The Department of Public Expenditure and Reform announced this week that there will be no changes to the Lobbying Act 2015. This is despite detailed responses to the Public Consultation on the Second Review of the Regulation of Lobbying Act 2015 by the PRII, the PRCA, the Standards In Public Office Commission (SIPOC) and 24 other individuals and organisations in May 2019. Members of PRII and PRCA will remember being asked to contribute their views to the respective submissions.
The Second Statutory Review of the Regulation of Lobbying Act 2015 was published on Tuesday 25 February and can be viewed and downloaded from the Gov.ie website here.
The Lobbying Act 2015 was Introduced in response to demands for greater transparency in the policy-making process and requires anyone engaged in lobbying to register at Lobbying.ie and submit lobbying activity returns three times per year. The Act also established a year-long post-employment ‘cooling off’ period for certain public officials during which time they are not permitted to engage in specific lobbying activities.
The first review of the Act was carried out in the summer of 2016 and the resulting report, published in April 2017, also recommended no changes at that time.
The introduction to the second review states that the Department believes legislation should only be amended when there is a convincing case for change. It goes on to say that issues not already dealt with through the consultation process could be managed and resolved on an administrative basis by SIPOC and that the current regime effectively ensures transparency.
The PRII, following consultation with members, submitted a total of 15 proposed amendments to the Act. Amongst the recommendations were the basing of exemption criteria on turnover rather than number of employees, the inclusion of the activity of non-remunerated directors, the removal of registration exemptions for organisations without a full-time employee and the extension of the legislation to cover lobbying of DPOs (Designated Public Officials) that takes place outside of the State. The PRII also advocated the inclusion on each public body’s website of up to- date lists of DPOs, more frequent communication of outcomes of applications for consent to negate the ‘cooling off’ period and the publication of those in breach of the regulations.

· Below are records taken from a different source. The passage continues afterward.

PR #559, opened 2024-06-06
set compile flag and add ci check

ngc92:


rosslwheeler:
@ngc92 - do you want to make the same change for the cuda Makefile?

PR #561, opened 2024-06-06
Fix the compiler warnings and errors

lancerts:
Fix such error that happens for CUDA 11.8 per discussion https://github.com/karpathy/llm.c/pull/558#issuecomment-2153054126
```
matmul_backward_bias.cu(151): error: no operator "+=" matches these operands
            operand types are: floatX += float
          dbias[idx] += block_sum;
```


dagelf:
```
dev/cuda/common.h:164:typedef float floatX;
```
LGTM

PR #564, opened 2024-06-07
layernorm_forward kernel#1 with copy compute overlap is 3x faster than kernel#5

josh-ramer:
I added a layernorm_forward kernel, #6, which just applies the copy compute overlap to kernel#1. It turns out that these kernels were heavily memory bound & dominated by the host to device & device to host memory copies. I modified the benchmarking code to include memory copy operations. Applying the copy compute overlap to any of the other kernels is as easy as modifying kernel#6, just change the kernel number in the kernel launch line. Here is the script that generated the data used in the [writeup](https://external-brain.github.io/palace-window/20240531-111932-llmc#copy-compute-overlap).
```bash
for b in {8,32,128,512}
do
     ./layernorm_forward 5 $b
     ./layernorm_forward 6 $b
done
```
I've prepared a [little overview of the work with profiles, graphs, & the raw data](https://external-brain.github.io/palace-window/20240531-111932-llmc#copy-compute-overlap).

### DIFF
--- a/dev/cuda/common.h
+++ b/dev/cuda/common.h
@@ -1,3 +1,4 @@
+#include <driver_types.h>
 #include <stdlib.h>
 #include <stdio.h>
 #include <cuda_runtime.h>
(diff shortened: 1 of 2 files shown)


josh-ramer:
Working on making a clang format file that makes the diff less dramatic. I couldn't find any standards when I search the repo, but I'll at least match the indents & use snake case (if that's what's generally used).

rosslwheeler:
There was this PR: https://github.com/karpathy/llm.c/pull/270

josh-ramer:
Thanks Ross!

ngc92:
unfortunately, the diff is currently not really readably, so I might have just misunderstood something, but this seems to optimize for a non-existent use-case?

For any actual computations, all the kernels inputs and outputs will be buffers in GPU memory; no memcpy operation will be involved. As such, it is deliberate that the benchmarking code excludes any memcopies.

Btw, even with all the data in GPu memory, the kernels are still heavily memory bound regarding GPU-RAM to SM memory transfers ;)

josh-ramer:
Hah, that makes sense, I wondered if that might be the case. Do you have anything similar to point me at? If not similar anything in general you want help with?

PR #565, opened 2024-06-07
Consolidate memory

ngc92:
Two steps:
First, we make the backward kernel for the causal softmax inplace. This comes at a tiny cost, because we now need to write out explicitly the zeros to the masked locations, but allows non-cudnn builds to avoid the T² tensor here. Since we'd expect non-cudnn builds more for the home-style application (if you go to the trouble of securing an A100 or H100, you should really use CUDNN to actually make use of that compute power), where memory is very scarce, I believe we should just have this as the general solution, not offering any flags or ifdefs.

With this change done, we can do further simplifications to our memory management. Backward activations shrink to (unconditionally) two small tensors, so we can just add them to the general Activation struct  and get rid of all the additional management code needed for backward activations. Also, we get one less cudaMalloc call.

### DIFF
--- a/llmc/attention.cuh
+++ b/llmc/attention.cuh
@@ -149,8 +149,8 @@ __global__ void softmax_forward_kernel5(floatX* out, float inv_temperature, cons
     }
 }
 
-__global__ void softmax_autoregressive_backward_kernel(floatX* dpreatt, const floatX* datt, const floatX* att,
-                                                       int B, int T, int C, float scale) {
+__global__ void softmax_autoregressive_backward_inplace_kernel(floatX* datt, const floatX* att,
+                                                               int B, int T, int C, float scale) {
     constexpr const int BlockSize = 256;
     constexpr int T_per_block = 4;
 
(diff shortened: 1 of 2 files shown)


karpathy:
Nice!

The full PRII submission is available in the Member’s area of the PRII website here.
SIPOC, who made a total of 22 separate recommendations around the Act’s definitions, operations, post-employment obligations, enforcement and other issues, have expressed their disappointment that none have been adopted, and have highlighted that they are not in a position, for example, to introduce enforcement powers for breaches of the post-employment rules.
Dr Martina Byrne, CEO PRII said “The PRII have always supported lobbying regulation. We had our own Code of Practice for Public Affairs and Lobbying in place as far back as 2003 - at the time, the only such code in Ireland and one of the few internationally. We echo SIPOC’s disappointment, it’s a missed opportunity to make the Act more robust and broaden its scope. There won’t be another opportunity to review the Act until 2022”.